Rusya’nın yakın müttefiki olan Küba hükümeti, açıklamasında savaşta taraf olmadıklarını vurguladı.
Açıklamaya Rusya’dan bir yanıt gelmedi.
Küba Dışişleri Bakanlığı, söz konusu çetenin arkasında kimin olduğuna yönelik soruları yanıtsız bıraktı.
Rusya Devlet Başkanı Vladimir Putin, Ukrayna’daki ağır kayıpların ardından Ağustos ayında asker sayısının artırılmasını emretmişti.
Rus gazetesi Ryazan Gazette’e göre bu emrin ardından Rusya’da yaşayan bazı Kübalılar Rusya vatandaşlığı vaadi karşılığında Ukrayna’da savaşan birliklere katıldı.

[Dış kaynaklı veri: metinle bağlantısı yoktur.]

PR #5809, opened 2022-09-16
AdvisorRecord: Some test improvements

fviernau:
Reduce some test setup, reduce some repetition and eliminate some magic values.

### DIFF
--- a/model/src/test/kotlin/AdvisorRecordTest.kt
+++ b/model/src/test/kotlin/AdvisorRecordTest.kt
@@ -47,7 +47,7 @@ class AdvisorRecordTest : WordSpec({
             val record = advisorRecordOf(
                 queryId to listOf(
                     createResult(
-                        2,
+                        1,
                         issues = listOf(OrtIssue(source = "Advisor", message = "Failure"))
                     )
                 )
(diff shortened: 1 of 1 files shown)


model/src/test/kotlin/AdvisorRecordTest.kt
```diff
@@ -36,30 +36,22 @@ import org.ossreviewtoolkit.utils.common.enumSetOf
 class AdvisorRecordTest : WordSpec({
     "hasIssues" should {
         "return false given the record has no issues" {
-            val vul1 = createVulnerability("CVE-2021-1")
-            val vul2 = createVulnerability("CVE-2021-2")
             val record = AdvisorRecord(
                 sortedMapOf(
-                    langId to listOf(createResult(1)),
-                    queryId to listOf(createResult(1, vulnerabilities = listOf(vul1, vul2)))
+                    langId to listOf(createResult(1))
```
sschuberth: Commit message:
- Spell "misleading" as one word.
- "This makes it" -> maybe "That makes this test"

model/src/test/kotlin/AdvisorRecordTest.kt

Ukrayna’da Rus birlikleri yanında savaşmak için eğitim alan bir grup Sırp vatandaşına ait olduğu öne sürülen görüntüler de daha önce paylaşılmıştı.
Küba Dışişleri Bakanlığı'ndan yapılan açıklamada,
“Küba tarihsel olarak paralı asker kullanımına kesin bir şekilde karşıdır. Küba vatandaşlarını hangi ülkede olursa olsun silah altına almak için faaliyet gösteren insan kaçakçılarına karşı kararlı mücadelemiz sürecek.” denildi.
Bu, son dönemde Rusya ile ticaret bağlarını güçlendiren Küba için sıra dışı bir açıklama oldu.
Küba ve Rusya’nın savunma bakanları iki ay önce Moskova’da bir araya gelmiş, Rusya Dışişleri Bakanı Sergey Lavrov da Nisan’da Küba’yı ziyaret etmişti.
1959’daki Küba Devrimi’nin ardından ülke, Sovyetler Birliği’nin sıkı bir müttefiki olmuştu.
Yakın ilişkiler Sovyetler Birliği dağıldıktan sonra da sürmüştü.